É difícil definir o que é um momento mais confortável, né? A pandemia acabou, mas a doença (Covid-19) não. E não sabemos se vai acabar, essa é a realidade. Tudo aponta que a doença vai ficar de forma endêmica para muitos países. Se vai ser uma vacinação anual também não sabemos. Quanto aos contratos de compra de vacina e ao aditivo assinado em 30 de dezembro (de 50 milhões de doses bivalentes, a serem entregues até junho), acho que o Brasil está confortável para este ano sem nenhuma dúvida. O país tem as doses que precisa para este ano. Para 2024 ainda é cedo para falar.
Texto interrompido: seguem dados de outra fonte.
PR #910, opened 2020-10-14
make common iterable and view types trivially copyable

trws:
This PR makes View, TypedRange[Stride]Segment, and [strided_]numeric_iterator trivially copyable.  It may be worth adding a check into a test file somewhere to check the type trait to make sure this is true all the time, but for now this should solve many of the warnings @rhornung67 was getting with target offload.

### DIFF
--- a/include/RAJA/index/RangeSegment.hpp
+++ b/include/RAJA/index/RangeSegment.hpp
@@ -102,28 +102,16 @@ struct TypedRangeSegment {
   RAJA_HOST_DEVICE TypedRangeSegment() = delete;
 
   //! move constructor
-  RAJA_HOST_DEVICE constexpr TypedRangeSegment(TypedRangeSegment&& o)
-      : m_begin(std::move(o.m_begin)), m_end(std::move(o.m_end))
-  {
-  }
+  constexpr TypedRangeSegment(TypedRangeSegment&& o) = default;
 
   //! copy constructor
-  RAJA_HOST_DEVICE constexpr TypedRangeSegment(TypedRangeSegment const& o)
-      : m_begin(o.m_begin), m_end(o.m_end)
-  {
-  }
+  constexpr TypedRangeSegment(TypedRangeSegment const& o) = default;
 
   //! copy assignment
-  RAJA_HOST_DEVICE RAJA_INLINE TypedRangeSegment& operator=(
-      TypedRangeSegment const& o)
-  {
-    m_begin = o.m_begin;
-    m_end = o.m_end;
-    return *this;
-  }
+  RAJA_INLINE TypedRangeSegment& operator=(TypedRangeSegment const& o) = default;
 
   //! destructor
-  RAJA_HOST_DEVICE RAJA_INLINE ~TypedRangeSegment() {}
+  RAJA_INLINE ~TypedRangeSegment() = default;
 
   //! swap one TypedRangeSegment with another
   /*!
@@ -301,34 +289,19 @@ struct TypedRangeStrideSegment {
   }
 
   //! disable compiler generated constructor
-  RAJA_HOST_DEVICE TypedRangeStrideSegment() = delete;
+  TypedRangeStrideSegment() = delete;
 
   //! move constructor
-  RAJA_HOST_DEVICE TypedRangeStrideSegment(TypedRangeStrideSegment&& o)
-      : m_begin(std::move(o.m_begin)),
-        m_end(std::move(o.m_end)),
-        m_size(std::move(o.m_size))
-  {
-  }
+  TypedRangeStrideSegment(TypedRangeStrideSegment&& o) = default;
 
   //! copy constructor
-  RAJA_HOST_DEVICE TypedRangeStrideSegment(TypedRangeStrideSegment const& o)
-      : m_begin(o.m_begin), m_end(o.m_end), m_size(o.m_size)
-  {
-  }
+  TypedRangeStrideSegment(TypedRangeStrideSegment const& o) = default;
 
   //! copy assignment
-  RAJA_HOST_DEVICE TypedRangeStrideSegment& operator=(
-      TypedRangeStrideSegment const& o)
-  {
-    m_begin = o.m_begin;
-    m_end = o.m_end;
-    m_size = o.m_size;
-    return *this;
-  }
+  TypedRangeStrideSegment& operator=(TypedRangeStrideSegment const& o) = default;
 
   //! destructor
-  RAJA_HOST_DEVICE ~TypedRangeStrideSegment() {}
+  ~TypedRangeStrideSegment() = default;
 
   //! swap one TypedRangeStrideSegment with another
   /*!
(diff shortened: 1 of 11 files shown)


rhornung67 (approved):
I tested this with the PerfSuite OpenMP target and CUDA. The only warnings we get now are from lambdas being non-trivially copyable (even in kernels just capturing scalars and pointers -- no views, etc.), which is a good improvement. I also ran the RAJA tests with HIP. Only one sort test failed, but I don't think that is due to these changes.

Thanks @trws 🥇

trws:
Glad to hear it!  Any chance you'd point me to one of the lambdas that's popping a warning? I have a feeling something in the kernel machinery, probably something in LoopData, is the culprit.

rhornung67:
> Glad to hear it! Any chance you'd point me to one of the lambdas that's popping a warning? I have a feeling something in the kernel machinery, probably something in LoopData, is the culprit.

@trws I mis-spoke earlier. Looking at this more closely, there are five Perf Suite kernels that generate clang10 compiler warnings (in src/basic: INIT_VIEW1D_OFFSET, REDUCE3_INT, TRAP_INT, FIRST_MIN -- and in src/stream: DOT). All use RAJA::forall (no warnings from RAJA::kernel). INIT_VIEW_OFFSET uses an offset view and the others use reductions (no views). All kernels that use RAJA::kernel use default views. So it looks like the culprits are reductions and offset layout.

I have a branch that uses your branch here: https://github.com/LLNL/RAJAPerf/tree/opmtarget-debug-v2

There is a build script in the branch that shows the CMake options that you can run by typing
./scripts/lc-builds/blueos_clang10.0.0_omptarget.sh  in the top-level Perf Suite directory.

trws:
That makes sense unfortunately, some of the reductions can’t be 
trivially copyable IIRC, but I’ll take a look.  The offset view I 
probably just missed when I was going through them.

include/RAJA/index/RangeSegment.hpp
```diff
@@ -102,28 +102,16 @@ struct TypedRangeSegment {
   RAJA_HOST_DEVICE TypedRangeSegment() = delete;
 
   //! move constructor
-  RAJA_HOST_DEVICE constexpr TypedRangeSegment(TypedRangeSegment&& o)
-      : m_begin(std::move(o.m_begin)), m_end(std::move(o.m_end))
-  {
-  }
+  constexpr TypedRangeSegment(TypedRangeSegment&& o) = default;
```
rhornung67, line 105: @trws for defaulted methods, should we remove argument names to avoid compiler warnings?

rhornung67 (approved):
@trws minor question about named args in defaulted methods. Otherwise, this looks good to merge.

include/RAJA/index/RangeSegment.hpp
trws: There shouldn't be any warnings from them, since there's no body, but if you prefer it stylistically I have no issue with removing the names, they don't really add anything at the moment.

rhornung67: I'm fine either way. I wasn't sure if there were potential warnings lurking with named args for some compilers. Actually, we have named args in some places and others without. I'll go through and remove the names so everything is consistent.  Are you good with that?

rhornung67:
@trws by removing constexpr are you following the logic of this: https://stackoverflow.com/questions/55182242/declaring-defaulted-assignment-operator-as-constexpr-which-compiler-is-right

trws:
That’s a good reason, but in this case I did it because in C++11 mode 
it’s not valid for it to be necessarily, and causes at least a warning 
that the methods would not be const-qualified by default in 14, which 
was causing the build to fail on EDG-based compilers.

rhornung67:
@trws good detective work!  Hopefully, your changes will get us past this hurdle.

rhornung67:
> @trws good detective work! Hopefully, your changes will get us past this hurdle.

Oh Crap.

trws:
No kidding, I’m digging into it but clearly I tripped something up 
pretty badly.

trws:
Ah, so… As annoying as this is, it’s actually a good thing.  The 
static assert I added is catching cases where the view is not trivially 
copyable, I need to figure out *why* it isn’t trivially copyable on 
these configurations, but I’d rather this than think we had it fixed 
and being wrong.

trws:
I'm seriously tempted to say take just 9b1b336 from this for now, and leave the rest for later.  There would be warnings on some compilers, but I'm having a crazy time trying to figure out what in the layout/idx changes is causing the issues we're seeing.

rhornung67:
> I'm seriously tempted to say take just [9b1b336](https://github.com/LLNL/RAJA/commit/9b1b336299fa43de1a4f7bb3d487f298d2a1733c) from this for now, and leave the rest for later. There would be warnings on some compilers, but I'm having a crazy time trying to figure out what in the layout/idx changes is causing the issues we're seeing.

I'll take that commit out for a spin. If it works. I say let's put this to bed for now.

rhornung67:
@trws I ran a bunch of tests with that commit and everything works. Can we also readd the trivially-copyable stuff for numeric_iterators and non-offset views and go with that. That all seemed to work last time I tried it and squahed a bunch of trivially-copyable warnings for openmp target.

trws:
I'll rebase this and try it with just that, if the intel 19 on LC works with the combo I'll put it up that way.

trws:
It seems to have passed for intel 19 just fine with all but the offset layout changes in there, which makes me wonder why that didn't work when I guarded it another way, but however it happened this was clean on LC.

rhornung67:
Thanks @trws I'll run this through the gauntlet (Perf Suite, CUDA, HIP, XL, etc.) and keep you posted.

rhornung67:
@trws I ran a bunch of tests with different compilers, erc. This looks good. I was about to push a change to turn off those static_asserts in the test, but you beat me to it. I pushed a change to the build scripts that Mike and I were using to test earlier so they don't make it into develop. If checks pass with this, we should merge it. I'll work on finishing up a release.

trws:
Looks like an update to the radiuss-spack-configs submodule somehow borked it, the remote url is missing is what the git command claims in travis.

rhornung67:
> Looks like an update to the radiuss-spack-configs submodule somehow borked it, the remote url is missing is what the git command claims in travis.

That shouldn't be in your branch, should it? I thought that was added to develop very recently.

trws:
Hmm, it looks like the reply I thought I put in was lost in the ether somewhere, so apologies in advance if this ends up being a double-post.

It looks like the submodule snuck into the commit that otherwise just removes the build script options.  Hopefully we can just amend it and remove the submodule from there?

trws:
I rebased to pull the submodule out, and accidentally merged the last two commits into one, sorry about that @rhornung67, but at least this should be clean now.

trws:
Ok, with this all green, I'm for merging at this point.  @rhornung67, work for you?  I'll try to figure out how we can get the rest of the way as a separate step.

rhornung67:
@trws Looks good. I ran a bunch more tests this morning. Merge away!  

@mdavis36 after this is merged (into your branch), please make a PR to merge your branch into develop. Thank you.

A Pfizer planeja descontinuar a vacina com a cepa original?
Temos que considerar que a vacina bivalente tem aprovação somente como dose de reforço. As doses iniciais, no momento, têm que ser oferecidas com a vacina original. Alguns países utilizam essa, o Brasil também. A vacina monovalente ainda tem seu espaço. A tendência é ir mudando e permaneça a vacina bivalente, mas neste momento há pessoas sem vacinação que têm que usar a vacina monovalente.
Quando a Pfizer pedirá o pedido de autorização de uso de vacina bivalente para crianças com menos de 12 anos? E para os bebês a partir de 6 meses, haverá reforço?
Temos aprovação de vacina bivalente a partir de 12 anos. Já submetemos à Anvisa o pedido para uso da vacina bivalente de 5 a 11 anos, como reforço. O reforço da “baby”, ainda estamos preparando os dados, não temos a data que faremos esse pedido.
Qual é a análise que é possível fazer do atual momento em relação à da disseminação de Covid-19 do volumes de mortes?
A pandemia acabou e não estamos mais em 2020, isso está muito claro. Estamos num ano em que há uma doença que temos que aprender a conviver, a coisa boa é que temos vacinas e temos antivirais. Temos ferramentas para combater a pandemia e a doença por si só. Não devemos inclusive nos acomodar no fato de que há um antiviral, a vacina segue como ferramenta número um. A prevenção é o principal, mas ainda há pessoas que ficam muito doentes. Para as pessoas que ficam doentes com algum agravamento, a exemplo de quem é idoso ou imunossuprimido, há um antiviral para elas. Temos ferramentas para evitar as mortes. A situação nos passa mais segurança.
Por falar em grupos de risco, ainda se oferece doses de reforço para pessoas jovens e saudáveis. Chegando à quarta aplicação. Caminhamos para um futuro de revacinação de todos?
Cada país vai tomar sua decisão, os programas de vacinação são de responsabilidade de cada governo. O que eu tenho ouvido é que deve-se encaminhar para uma vacinação para grupos de risco, como ocorre em outras doenças, caso da influenza. Defender o que são grupos de risco caberá aos governos. É uma decisão que envolve custo de vacinar e risco de não vacinar toda a população. Provavelmente 2023 será um ano de transição, quando o governo decidirá quem recebe as doses e quem não recebe. Inclusive até o Ministério da Saúde está mudando, neste momento.